* _Your objective_
If a line below contains the string "chassis", copy it out.

* _Extracted records_
=== Section Start ===
PR #308, opened 2026-06-23
feat(itun): publish a mech pattern as a cloneable snapshot (REQ-026/M4)

alxjrvs:
## Feedback (REQ-026 / M4)

> Publish a named mech **pattern** (the reusable template stored in the `mechPatterns` IndexedDB store) as an anonymous snapshot, re-using the existing M2 snapshot backend. Opening the resulting snapshot URL must offer a **"Clone to my builds"** action that instantiates the pattern into the visitor's local store.

Before this change the snapshot plumbing only handled `pilot | mech | crawler`, and the read-only `/s/$id` view rendered a frozen sheet with no import/clone affordance.

## UX area changed

- **Publish:** `apps/in-the-union-now/src/components/mech/Pattern/PatternList.tsx` — each pattern row now carries an inline Share control, the new `PublishPatternButton.tsx`. It probes the existing kind-agnostic snapshot backend (S6 feature-detect), publishes `{ kind: 'pattern', entity: <MechPattern> }` via `publishSnapshot`, and surfaces the `/s/:id` link with a copy affordance. (Patterns aren't a sheet kind, so they don't route through the sheet `ShareSnapshotScreen`; an inline control is the smallest reuse.)
- **View / clone:** `apps/in-the-union-now/src/components/sheet/SnapshotView.tsx` — `parseSnapshot` now validates `kind === 'pattern'` against `MechPatternSchema` (with the same legacy `cargo → cargoLots` normalization the mech path uses) and renders the new `PatternSnapshotView.tsx`: a read-only template preview (chassis · systems · modules · cargo) plus a **"Clone to my builds"** button that reuses the exact `InstantiateFromPattern` path — `entityStore.create('mech')` with fresh ids/timestamps, fresh cargo-lot ids, full SP/EP from the chassis, and `currentHeat: 0` — then navigates to the new build.

**No backend change:** `snapshot-publish` stores arbitrary JSON and is kind-agnostic; the `MAX_PAYLOAD_BYTES` cap easily covers a pattern.

## SURules reference

A "Mech pattern" is the player's named, reusable Mech build — chassis plus Systems and Modules given a unique pattern name (*Salvage Union Core Book Digital Edition 2.0a*, "Pattern Names Table" / Mech Creation, p. 208: "Finally give your Mech a unique pattern name that marks it as your own creation… if you built a Mule with Zoom Optics and a Red Laser, you might call it a 'Bullseye Pattern Mule'"). Sharing such a build template and cloning it into a fresh Mech is squarely within that concept; the clone seeds a live Mech at full Structure/Energy and Heat 0 per the existing instantiate rules.

## Checks

- `bun run typecheck` — pass (all packages)
- `bun --filter in-the-union-now test` — pass (891 tests)
- `bun run lint` — pass
- `bun run format` — clean
- `bun run knip` — clean
- pre-push hooks (knip, typecheck, test) — pass

### DIFF
--- a/apps/in-the-union-now/src/components/mech/Pattern/PatternList.tsx
+++ b/apps/in-the-union-now/src/components/mech/Pattern/PatternList.tsx
@@ -16,6 +16,7 @@ import { useEffect, useState } from 'react'
 import * as db from '../../../lib/db/index'
 import type { MechPattern } from '../../../lib/schemas/pattern'
 import { InstantiateFromPattern } from './InstantiateFromPattern'
+import { PublishPatternButton } from './PublishPatternButton'
 
 type PatternListProps = {
   /** Called with the new mech id when a pattern is instantiated. */
@@ -100,7 +101,10 @@ export function PatternList({ onInstantiated }: PatternListProps) {
               {pattern.modules.length !== 1 ? 's' : ''}, {pattern.cargoLots.length} cargo
             </span>
           </div>
-          <InstantiateFromPattern pattern={pattern} onSuccess={handleInstantiated} />
+          <div className="flex flex-col items-end gap-2 shrink-0">
+            <InstantiateFromPattern pattern={pattern} onSuccess={handleInstantiated} />
+            <PublishPatternButton pattern={pattern} />
+          </div>
         </li>
       ))}
     </ul>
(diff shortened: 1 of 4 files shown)


alxjrvs:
=== Section End ===
* _Exercise output_
- **View / clone:** `apps/in-the-union-now/src/components/sheet/SnapshotView.tsx` — `parseSnapshot` now validates `kind === 'pattern'` against `MechPatternSchema` (with the same legacy `cargo → cargoLots` normalization the mech path uses) and renders the new `PatternSnapshotView.tsx`: a read-only template preview (chassis · systems · modules · cargo) plus a **"Clone to my builds"** button that reuses the exact `InstantiateFromPattern` path — `entityStore.create('mech')` with fresh ids/timestamps, fresh cargo-lot ids, full SP/EP from the chassis, and `currentHeat: 0` — then navigates to the new build.
A "Mech pattern" is the player's named, reusable Mech build — chassis plus Systems and Modules given a unique pattern name (*Salvage Union Core Book Digital Edition 2.0a*, "Pattern Names Table" / Mech Creation, p. 208: "Finally give your Mech a unique pattern name that marks it as your own creation… if you built a Mule with Zoom Optics and a Red Laser, you might call it a 'Bullseye Pattern Mule'"). Sharing such a build template and cloning it into a fresh Mech is squarely within that concept; the clone seeds a live Mech at full Structure/Energy and Heat 0 per the existing instantiate rules.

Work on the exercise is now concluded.